From the line with "PR #2121, opened 2022-12-02" through the line with "- [ ] Download workarounds DB", repeat the entries verbatim, both end lines included, and add nothing.

Saved entries
::::

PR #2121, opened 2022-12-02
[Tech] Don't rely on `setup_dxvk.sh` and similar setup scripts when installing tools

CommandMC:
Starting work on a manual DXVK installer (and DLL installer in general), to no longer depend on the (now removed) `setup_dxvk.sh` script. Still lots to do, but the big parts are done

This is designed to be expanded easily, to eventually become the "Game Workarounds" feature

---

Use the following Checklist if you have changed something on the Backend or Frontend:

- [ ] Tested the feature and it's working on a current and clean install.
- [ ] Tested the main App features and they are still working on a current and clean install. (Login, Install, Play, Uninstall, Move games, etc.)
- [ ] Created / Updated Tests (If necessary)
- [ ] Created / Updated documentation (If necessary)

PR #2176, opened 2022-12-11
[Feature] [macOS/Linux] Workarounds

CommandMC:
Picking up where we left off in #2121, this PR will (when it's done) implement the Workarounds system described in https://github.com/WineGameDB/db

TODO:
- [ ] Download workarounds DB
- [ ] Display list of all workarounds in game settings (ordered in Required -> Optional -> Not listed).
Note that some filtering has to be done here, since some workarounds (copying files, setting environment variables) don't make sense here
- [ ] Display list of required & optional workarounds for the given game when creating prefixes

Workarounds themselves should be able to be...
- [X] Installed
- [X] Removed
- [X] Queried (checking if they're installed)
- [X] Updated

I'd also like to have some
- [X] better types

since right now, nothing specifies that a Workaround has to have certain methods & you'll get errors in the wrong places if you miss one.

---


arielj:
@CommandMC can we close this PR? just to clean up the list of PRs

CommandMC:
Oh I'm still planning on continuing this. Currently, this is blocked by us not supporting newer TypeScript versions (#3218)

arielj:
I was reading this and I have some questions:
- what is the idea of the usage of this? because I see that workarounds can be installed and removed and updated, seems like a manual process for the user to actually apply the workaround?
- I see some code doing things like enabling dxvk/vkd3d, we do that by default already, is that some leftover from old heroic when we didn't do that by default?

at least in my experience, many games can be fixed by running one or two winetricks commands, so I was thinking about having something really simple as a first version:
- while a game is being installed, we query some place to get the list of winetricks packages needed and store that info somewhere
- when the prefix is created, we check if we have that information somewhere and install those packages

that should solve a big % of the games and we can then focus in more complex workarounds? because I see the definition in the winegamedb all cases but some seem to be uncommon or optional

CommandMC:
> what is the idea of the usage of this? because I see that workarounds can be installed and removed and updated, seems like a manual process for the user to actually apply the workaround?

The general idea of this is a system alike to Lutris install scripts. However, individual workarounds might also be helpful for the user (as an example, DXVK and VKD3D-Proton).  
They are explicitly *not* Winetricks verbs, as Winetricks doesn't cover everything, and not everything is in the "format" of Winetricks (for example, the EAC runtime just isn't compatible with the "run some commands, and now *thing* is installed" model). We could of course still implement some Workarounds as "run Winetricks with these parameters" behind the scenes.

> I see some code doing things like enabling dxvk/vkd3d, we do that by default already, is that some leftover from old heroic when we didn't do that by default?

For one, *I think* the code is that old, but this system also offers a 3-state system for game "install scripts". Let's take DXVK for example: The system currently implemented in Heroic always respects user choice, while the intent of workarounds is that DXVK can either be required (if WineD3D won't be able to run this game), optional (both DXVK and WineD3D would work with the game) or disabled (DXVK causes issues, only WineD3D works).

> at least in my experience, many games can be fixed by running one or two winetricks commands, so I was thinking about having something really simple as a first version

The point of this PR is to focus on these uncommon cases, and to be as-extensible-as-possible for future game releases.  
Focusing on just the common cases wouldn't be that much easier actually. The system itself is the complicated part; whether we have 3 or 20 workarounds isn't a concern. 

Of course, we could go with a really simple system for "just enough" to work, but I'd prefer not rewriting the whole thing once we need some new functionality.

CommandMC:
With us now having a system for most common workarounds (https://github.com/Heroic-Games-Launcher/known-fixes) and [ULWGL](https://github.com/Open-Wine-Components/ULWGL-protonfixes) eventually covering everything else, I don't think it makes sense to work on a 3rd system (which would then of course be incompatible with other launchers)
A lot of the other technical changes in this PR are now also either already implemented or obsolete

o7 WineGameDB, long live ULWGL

::::

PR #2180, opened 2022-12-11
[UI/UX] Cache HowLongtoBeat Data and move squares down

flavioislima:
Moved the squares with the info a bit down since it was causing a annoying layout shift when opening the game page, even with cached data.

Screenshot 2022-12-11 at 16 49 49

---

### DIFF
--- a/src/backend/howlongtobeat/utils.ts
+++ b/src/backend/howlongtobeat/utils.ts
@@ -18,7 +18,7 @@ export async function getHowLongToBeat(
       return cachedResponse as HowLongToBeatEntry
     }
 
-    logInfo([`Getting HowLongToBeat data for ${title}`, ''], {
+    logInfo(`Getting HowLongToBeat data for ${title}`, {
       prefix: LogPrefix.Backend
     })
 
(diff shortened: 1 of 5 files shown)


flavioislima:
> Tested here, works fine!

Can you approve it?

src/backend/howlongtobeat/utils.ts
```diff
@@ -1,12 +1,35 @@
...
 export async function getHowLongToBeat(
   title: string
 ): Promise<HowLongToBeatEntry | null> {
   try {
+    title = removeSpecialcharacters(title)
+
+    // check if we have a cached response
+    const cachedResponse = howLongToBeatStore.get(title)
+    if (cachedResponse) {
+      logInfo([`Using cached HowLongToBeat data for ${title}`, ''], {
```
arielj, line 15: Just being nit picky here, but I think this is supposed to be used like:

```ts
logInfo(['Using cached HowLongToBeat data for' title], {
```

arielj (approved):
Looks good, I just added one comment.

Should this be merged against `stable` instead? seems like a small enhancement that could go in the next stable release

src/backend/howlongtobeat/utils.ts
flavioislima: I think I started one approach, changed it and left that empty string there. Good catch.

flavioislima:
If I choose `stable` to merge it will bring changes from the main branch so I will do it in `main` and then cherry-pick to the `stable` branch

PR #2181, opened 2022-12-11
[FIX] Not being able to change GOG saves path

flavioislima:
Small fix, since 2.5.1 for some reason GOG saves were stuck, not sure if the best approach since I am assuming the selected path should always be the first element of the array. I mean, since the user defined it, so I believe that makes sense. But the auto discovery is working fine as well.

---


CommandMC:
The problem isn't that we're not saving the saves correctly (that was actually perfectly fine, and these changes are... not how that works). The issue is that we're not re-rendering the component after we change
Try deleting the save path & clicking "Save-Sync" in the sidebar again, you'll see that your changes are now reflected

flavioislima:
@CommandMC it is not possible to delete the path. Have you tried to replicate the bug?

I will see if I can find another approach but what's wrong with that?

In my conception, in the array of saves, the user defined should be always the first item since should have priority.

::::

● Output for this task:
PR #2121, opened 2022-12-02
[Tech] Don't rely on `setup_dxvk.sh` and similar setup scripts when installing tools

CommandMC:
Starting work on a manual DXVK installer (and DLL installer in general), to no longer depend on the (now removed) `setup_dxvk.sh` script. Still lots to do, but the big parts are done

This is designed to be expanded easily, to eventually become the "Game Workarounds" feature

---

Use the following Checklist if you have changed something on the Backend or Frontend:

- [ ] Tested the feature and it's working on a current and clean install.
- [ ] Tested the main App features and they are still working on a current and clean install. (Login, Install, Play, Uninstall, Move games, etc.)
- [ ] Created / Updated Tests (If necessary)
- [ ] Created / Updated documentation (If necessary)

PR #2176, opened 2022-12-11
[Feature] [macOS/Linux] Workarounds

CommandMC:
Picking up where we left off in #2121, this PR will (when it's done) implement the Workarounds system described in https://github.com/WineGameDB/db

TODO:
- [ ] Download workarounds DB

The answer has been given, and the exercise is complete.